While people, companies, and governments around the world leaned on connectivity to keep the lights on, many expected that the global telecoms industry would be riding high and mighty during one of the hardest years humanity has ever faced.
Contrary to that, the reality of the situation is much bleaker than many could imagine.
Telcos around the world took a beating during 2020, with the COVID-19 pandemic shaving off a whopping $43 billion in revenues when compared to 2019, a recent study by UK-based global consulting and research firm, Analysys Mason.
“While the outlook for 2021 is better, spurred by booming activity in the connectivity and remote working segment, it will take the industry up to 2023 to return to its pre-Covid-19 level,” the study said.
The colossal dip in global telecoms industry revenues represented a 2.7 percent overall drop, mainly due to lockdowns enacted by governments around the world, which stagnated major services such as roaming, pre-paid, and voice calls.
Analysys Mason expects that a third of this loss will be recouped in 2021 with growth of USD13 billion (up 1 percent on 2020), but global telecoms revenue will not exceed 2019 levels again until 2023, which is not enough to relieve operators from the ongoing pressure of adaptability.
Telcos were very agile in responding to the sudden shift in worldwide habits, enacting the necessary strategies and business models to keep the world connected, but many consider 2021 to be a fairly grim financial year for the industry at large.
While the pandemic skyrocketed the demand for connectivity, the growth wasn’t able to single-handedly carry the weight of other segments. “A lot of operators will be pleased to start reporting growth from April, but we are expecting pretty gloomy times in 2021,” Analysys Mason’s Director for Consumer Services, Stephen Sale, said.
In parallel, Sale suggested that all this coupled with the cessation of many government support schemes which had helped keep in trouble players afloat in 2020, there will likely be a rise in business failures in the sector.
2020 was expected to be telecoms’ big year, as operators were ready to push hard for 5G rollout, the pandemic severely hampered those efforts and resulted in current fifth generation network deployments to offer limited improvements to its 4G counterpart.
This was primarily caused due to companies reallocating funds earmarked for 5G rollout and development, to be placed to reinforce and strength current networks and systems to meet the overly increasing demand for connectivity while people were stuck within their homes.
This will drastically push 5G-oriented strategies further until the global telecoms industry can lick its wounds and re-establish their revenues streams to pre-Covid times.
This blow was echoed by Analysys Mason, who stated that while 5G was one area that had been put forward as a potential economic savior in this current climate, unfortunately, this has been overstated.

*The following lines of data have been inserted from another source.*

PR #802, opened 2025-01-25
refactor optimization to make it easy to add new backends

### LINKED ISSUE #619: Remove repeated initial entry in fitlog
if you set `thin = 1` it is
```julia
julia> ds = MixedModels.dataset(:dyestuff)
Arrow.Table with 30 rows, 2 columns, and schema:
 :batch  String
 :yield  Int16

julia> contrasts = Dict{Symbol, AbstractContrasts}(:batch => Grouping())
Dict{Symbol, AbstractContrasts} with 1 entry:
  :batch => Grouping()

julia> thin = 1
1

julia> dsm01 = let
           form = @formula yield ~ 1 + (1|batch)
           fit(MixedModel, form, ds; contrasts, thin)
       end
 yield ~ 1 + (1 | batch)
   logLik   -2 logLik     AIC       AICc        BIC    
  -163.6635   327.3271   333.3271   334.2501   337.5307

Variance components:
            Column    Variance Std.Dev.
batch    (Intercept)  1388.3332 37.2603
Residual              2451.2501 49.5101

  Fixed-effects parameters:
(Intercept)  1527.5     17.6946  86.33    <1e-99

julia> first(dsm01.optsum.fitlog, 3)
3-element Vector{Tuple{Vector{Float64}, Float64}}:
 ([1.0], 327.76702162461663)
 ([1.0], 327.76702162461663)
 ([1.75], 331.03619322245146)
```

_Originally posted by @dmbates in https://github.com/JuliaStats/MixedModels.jl/issues/615#issuecomment-1133076508_

Note that this doesn't occur when calling `refit!` as currently done in the tests.

### LINKED ISSUE #689: Refactor NLopt boilerplate into an easy function call
I'm wondering if we can re-factor (not in this PR) so that all the NLopt boilerplate is handled by a single call. That would be also make it easier to one day support other optimization backends, say the MathOptInterface or the like.

_Originally posted by @palday in https://github.com/JuliaStats/MixedModels.jl/pull/639#discussion_r1143527299_

### LINKED ISSUE #742: Switch to PRIMA.bobyqa for optimization?
See the discussion in https://github.com/lme4/lme4/issues/744 regarding `PRIMA.bobyqa` in linear mixed models.  It may be even more useful to switch to `PRIMA.bobyqa` for GLMM optimization because that version of `bobyqa` allows for a `scale` argument which can be very helpful when simultaneously optimizing the fixed-effects and variance-component parameters.

If we make this change should we retain the ability to use the NLopt optimizers or allow only the PRIMA optimizers?  It would be good to retain NLopt and hence compatibility with earlier versions but it could get messy with the optsum structure and with tests - not to mention the potential for some really ugly and confusing code.

palday:
closes #619, closes #689, closes #742

- [x] add entry in NEWS.md
- [x] refactor LMM
- [x] refactor GLMM
- [x] refactor `prfit!` to take advantage of this

### DIFF
--- a/ext/MixedModelsPRIMAExt.jl
+++ b/ext/MixedModelsPRIMAExt.jl
@@ -1,7 +1,9 @@
 module MixedModelsPRIMAExt
 
 using MixedModels
-using MixedModels: ProgressMeter, ProgressUnknown, objective!
+using MixedModels: Statistics
+using MixedModels: ProgressMeter, ProgressUnknown, objective!, _objective!
+using LinearAlgebra: PosDefException
 using PRIMA: PRIMA
 
 function MixedModels.prfit!(m::LinearMixedModel;
@@ -63,14 +65,13 @@ function MixedModels.optimize!(m::LinearMixedModel, ::PRIMABackend;
     optsum.fmin = info.fx
     optsum.returnvalue = Symbol(info.status)
     _check_prima_return(info)
-
     return optsum.final, optsum.fmin
 end
 
-function optimize!(m::GeneralizedLinearMixedModel, ::PRIMABackend;
-                  progress::Bool=true, thin::Int=tyepmax(Int),
-                  fast::Bool=false, verbose::Bool=false, nAGQ=1,
-                  kwargs...)
+function MixedModels.optimize!(m::GeneralizedLinearMixedModel, ::PRIMABackend;
+                               progress::Bool=true, thin::Int=tyepmax(Int),
+                               fast::Bool=false, verbose::Bool=false, nAGQ=1,
+                               kwargs...)
     optsum = m.optsum
     fitlog = optsum.fitlog
     prog = ProgressUnknown(; desc="Minimizing", showspeed=true)
@@ -98,9 +99,24 @@ function optimize!(m::GeneralizedLinearMixedModel, ::PRIMABackend;
     empty!(fitlog)
     push!(fitlog, (copy(optsum.initial), optsum.finitial))
     maxfun = optsum.maxfeval > 0 ? optsum.maxfeval : 500 * length(optsum.initial)
+    scale = if fast
+        nothing
+    else
+        # scale by the standard deviation of the columns of the fixef model matrix
+        # when including the fixef in the nonlinear opt
+        sc = [map(std, eachcol(modelmatrix(m))); fill(1, length(m.θ))]
+        for (i, x) in enumerate(sc)
+            # for nearly constant things, e.g. intercept, we don't want to scale to zero...
+            # also, since we're scaling the _parameters_ and not the data,
+            # we need to invert the scale
+            sc[i] = ifelse(iszero(x), one(x), inv(x))
+        end
+        sc
+    end
     info = prima_optimizer!(Val(optsum.optimizer), obj, optsum.final;
                             xl=optsum.lowerbd, maxfun,
-                            optsum.rhoend, optsum.rhobeg)
+                            optsum.rhoend, optsum.rhobeg,
+                            scale)
     ProgressMeter.finish!(prog)
 
     optsum.feval = info.nf
@@ -108,7 +124,7 @@ function optimize!(m::GeneralizedLinearMixedModel, ::PRIMABackend;
     optsum.returnvalue = Symbol(info.status)
     _check_prima_return(info)
 
-    return xmin, fmin
+    return optsum.final, optsum.fmin
 end
 
 function _check_prima_return(info::PRIMA.Info)
--- a/ext/MixedModelsPRIMAExt.jl
+++ b/ext/MixedModelsPRIMAExt.jl
@@ -15,8 +15,8 @@ function MixedModels.prfit!(m::LinearMixedModel;
 end
 
 prima_optimizer!(::Val{:bobyqa}, args...; kwargs...) = PRIMA.bobyqa!(args...; kwargs...)
-prima_optimizer!(::Val{:cobyla}, args...; kwargs...) = PRIMA.cobyla(args...; kwargs...)
-prima_optimizer!(::Val{:lincoa}, args...; kwargs...) = PRIMA.lincoa(args...; kwargs...)
+prima_optimizer!(::Val{:cobyla}, args...; kwargs...) = PRIMA.cobyla!(args...; kwargs...)
+prima_optimizer!(::Val{:lincoa}, args...; kwargs...) = PRIMA.lincoa!(args...; kwargs...)
 
 push!(MixedModels.OPTIMIZATION_BACKENDS, :prima)
 
@@ -61,6 +61,7 @@ function MixedModels.optimize!(m::LinearMixedModel, ::PRIMABackend; progress::Bo
     optsum.feval = info.nf
     optsum.fmin = info.fx
     optsum.returnvalue = Symbol(info.status)
+    _check_prima_return(info)
 
     return optsum.final, optsum.fmin
 end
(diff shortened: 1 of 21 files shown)


dmbates (approved):
Wow!  This is amazing.  I am very glad to see these changes.

Thanks for disabling the `thin` named argument.  That wasn't one of my better ideas.

I don't think I will be able to do a line-by-line check on the changes (still having trouble with my vision) but I would be happy to approve the changes and you can merge the PR whenever you wish.

Is the intent to replace `MixedModels.prfit!(m::LinearMixedModel,...)` by `MixedModels.optimize!(m::LinearMixedModel, Val(:prima); ...)`?  It isn't clear to me yet how I would use the PRIMA backend without calling `prfit!` or instantiating a `LinearMixedModel` object and manually changing `m.optsum.backend` and `m.optsum.optimizer`.

I had expected that
```
using PRIMA, MixedModels
MixedModels.OPTIMIZATION_BACKENDS
```
would return a vector of two Symbols but it is only one Symbol.  Does the `:prima` backend need to be called before it is added?  I see in `ext/MixedModelsPRIMAExt.jl` that a value is `push!`ed onto `MixedModels.OPTIMIZATION_BACKENDS` but it doesn't seem to be then when I examine that object.

When I invoke `prfit!` on a linear mixed model I sometimes get a warning from the Fortran code in libprima like
```julia
julia> MixedModels.prfit!(m1)

Warning: BOBYQA: X0 is revised so that the distance between X0 and the inactive bounds is at least RHOBEG; set HONOUR_X0 to .TRUE. if you prefer to keep X0 unchanged.
```

Perhaps the `rhobeg` value should be set to a number less than 1?

src/generalizedlinearmixedmodel.jl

“Even with widespread rollouts this year expected to boost both direct average monthly revenue per user (ARPU) and also generate major opportunities with industry, amid the sustained economic crisis the world is enduring, customers remain unwilling to pay a premium for 5G at this time,” the study highlighted.
As traditional revenue streams have spiked downwards, and 5G failing to become the champion telcos had hoped for to elevate the heavy losses inflicted by the pandemic, operators need to exercise haste in adapting their business models to deliver broader services across the board.
Head of operator services and Internet of Things (IoT) research at Analysys Mason, Tom Rebbeck considers that the answer is to emulate the strategy of Orange Telecom.
“It will probably be an operator that has already invested in IoT. I would expect it to be one of the larger ones,” Rebbeck explained; the French telecom giant already garners 40 percent of its revenue from IT rather than from traditional telecoms.
However, he added that even with this kind of adaptation, the health of the industry will flounder. This year “gets worse before it gets better,” he remarked, as much of the government funding has kept many companies going dries up. This means potentially that “in 2021 lots of them will be put out of business.”
The global telecoms industry has a lot of work to do to recuperate from the losses of 2020, it will need to innovate and flush out its legacy offerings, especially as worldwide competition grows, and the race for 5G speeds up even more.